There are 2 operations regarding a map: put (update) and get (find):

Definition update (d : partial_map)(x : id) (value : nat): partial_map :=
  record x value d.

Fixpoint find (x : id) (d : partial_map) : natoption :=
  match d with
  | empty ⇒ None
  | record y v d' ⇒ if eqb_id x y
                     then Some v
                     else find x d'
  end.

There might be some confusion about why the update is just put a new record on the original map, instead of checking if there is an existing key. It is my understanding that it doesn’t matter in this context because the find function always returns the first item that it found. If there is a need for delete function, it is also compatible because the implementation of delete can just delete all the same keys.

Options

Option is a common FP pattern that explicitly distinguish null values and non-null values by providing a responsive “container” for the value. This design pattern is so popular that even Java has an Optional class as well.

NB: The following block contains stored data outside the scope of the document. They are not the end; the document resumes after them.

Issue #471, opened 2018-03-16
Add functionnalities to the Python interface


MPaulmier:
As said in #454 we've been working on the python interface for the past two months as part of an assignment. The goal was to add DRAT capabilities to the interface.

We're almost there and would like to know if this is something people would be interested in. Here is a summary of what we have done :

- added a `drat` argument to the `solve` function to query the creation DRAT file. This argument is a string which represents the name of the file to be generated (in the same way the command line application works);
- modified the `setup_solver` function to generate the entire python object and not only the SATSolver. Before that, this object only contained one field. Now it contains vectors that represents the list of [xor_]clauses. It looked more natural to generate the python object this way than generating each field in their own setup function;
- added the nb_clauses function. It only uses a counter that is incremented at each `add_[xor_]clause` (as suggested in #454);
- added a save function to save the state of the `Solver` object in a DIMACS file. This is needed if you want to verify your proof with DRAT-trim and have only generated the clauses through the interface;
- added a load function to load any DIMACS file at any moment in the Solver construction process;

Of course some other functions have been added as a side effect in the process.

This ended up being a bit more than just adding the DRAT generation to the interface as we realized we needed some other features.

What still needs to be done :

- add tests to the testsuite. ATM only the `nb_clauses` function is tested, which is... not much;
- we forked at 979d967 so their may be some changes that need to be done, however nothing has been done on this side to the interface so it should be pretty smooth;
- modify the README file to show usage of the new features;

Their's probably some work to do on the code as we're no experts in C++ let alone the implementation of Python bindings. We understand that this part of the project is not your primary focus and we'll have to work for our finals soon so it will probably take some time to clean up our repo and merge.

Improvements that could or will be done to our code :

- make the saving of the clauses non-mandatory. That's 3 vectors we added to the object (one for the regular clauses, the other two for the xor_clauses and their respective `rhs` variables). They may take a lot of memory and we don't always want to rebuild the DIMACS file from the object;
- we may have omitted some cases that are not compatible with the DRAT generation, if so, they need to be taken into consideration;
- some functions are really big and don't seem very efficient. We need to look into that;

As you may have realized, this is not a fast going project and we still have a lot of work to do on this. You can find our work in my repo here : https://github.com/MPaulmier/cryptominisat

[...]

PR #472, opened 2018-03-17
Add functionnalities to the python interface

MPaulmier:
Please see #471 for more details on this PR. This is an ongoing project and some parts still need to be discussed and reworked. 

- [ ] Address the memory issue caused by the added vectors
- [ ] Add tests to the test suite
- [ ] See if there are other problems we didn't think of

You'll see that we did a lot of experiments before finding a good way to generate the different files, it might look a bit messy in the commit messages.


MPaulmier:
Ok the changes to `cryptominisat.cpp` and `cryptominisat.h.in` shouldn't be in the repo. They're the remains of what we tried to do at the very beginning of this project. Should the responsible commit (30a6069) be reapplied without the changes to these files ? I don't know if that would work with the PR.

msoos:
Some comments:
Here you are changing the indentation. Please don't do that. Please add a commit to fix the indentation.
```
 -    PyObject *clause;
 +	PyObject* clause;
      if (!PyArg_ParseTupleAndKeywords(args, kwds, "O", kwlist, &clause)) {
```


Here you have things indented to different indent even though they are in the sample place logically. Please never do this, **no project will ever accept** a pull request like that. Fix please.
```
PyObject* int_vector_to_list(const std::vector<int> &data) {
 +  PyObject* listObj = PyList_New(data.size());
 +	if (!listObj) PyErr_SetString(PyExc_SystemError, "unable to allocate memory for Python list/");
```
This is *incredibly* inefficient:

```
line.substr(0,1) != std::string("c")
```

What you want is:

```
line[0] != 'c'
```
The above one probably runs about 10x faster. Please be considerate about both memory usage and speed of execution.

MPaulmier:
These commits should fix indentation and code inefficiency.

MPaulmier:
About the memory issue, we're not so sure how to make it better. As you said our solution takes roughly 3x more memory than what we had previously. Taking the clauses directly from the `SATSolver` object isn't an option as far as we know since they will be altered in the process. That's why we went this route. Here are some thoughts we have on this : 

- making the recording of clauses non-mandatory would be a starting point. We would just have to set a flag in the setup function to ask for clause recording;
- we could try and find a better way to store them (other than two vectors of vectors of uint/lit) but this would still take more memory than the current implementation (roughly twice as much if we follow you implementation I would guess);
- we could simply get rid of it and assume the user would build their own file when generating the `Solver` object. In this case, what would be left of our work would be the drat file recovery, the `load` function for loading DIMACS files, the modification of the `setup_solver` function as well as the `nb_clauses` function. These functionnalities shouldn't penalize pycryptosat's performances;

msoos:
Please write the CNF to a temporary file instead of storing it in memory. No need for in-memory storage.

Also, why do we have a DIMACS parser included?

MPaulmier:
Ok this seems like a better idea in terms of memory. We started with that idea in mind and transitionned to the Python object for some reason I can't remember.
The DIMACS parser is required because DRAT-Trim takes a DIMACS file as an input. Since we're in the interface we only have the Python object and getting the drat file wouldn't make sense without this file.

msoos:
We still don't need a parser. We only need to write that DIMACS for DRAT to eat it. No need to parse it.

I still don't much get the point of this whole change request... Apart from providing something that a programmer can do in less than 1 minute (write to a file the clauses while adding them), it provides no effective value to the user, but actually creates a number of real pain points, including coding that doesn't care about user's memory, adding code bloat (DIMACS parser).

In the end, I will have to maintain this which won't be easy as this change provides no effective tests. There is no test that checks that DRAT actually eats the file output. No test that the file is actually DIMACS (header correct, etc), no test that the input clauses are the same as the ones put into DIMACS, etc. Also, XOR clauses cannot be eaten by DRAT, so that's another thing, how is that being handled? This looks like a hack :(

msoos:
I suggest you clean this up, give a rationale, add extensive tests, check with someone if they think it's OK and then create a new pull request! Thanks!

Here is the practice of Option in coq

Inductive natoption : Type :=
  | Some (n : nat)
  | None.

If there is a non-null value, we say there is “Some” value; Otherwise, there is “None” value. This pattern is even more useful in coq since it doesn’t have build-in null object as many programming languages do. Here’s an example using natoption inductive type to write a safer function:

Definition hd_error (l : natlist) : natoption :=
  match l with 
    | nil => None
    | n::l => Some n
  end.

The hd_error function returns the first element of list l. If the list is empty, it gives a “None”; elsewise, it gives “Some” value.